# [What the task asks]
Transcribe the records exactly from the line with "updated accordingly. (cl/354393805)~" to the end, both included.

======== Raw data

PR #5287, opened 2021-01-26
chore(functions/OCR): fix using reserved var name

ace-n:
`GCP_PROJECT` -> `GCP_PROJECT_ID`

~**DO NOT MERGE** until the docs have been updated accordingly. (cl/354393805)~


engelke:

================

# [The completed task]
~**DO NOT MERGE** until the docs have been updated accordingly. (cl/354393805)~


engelke:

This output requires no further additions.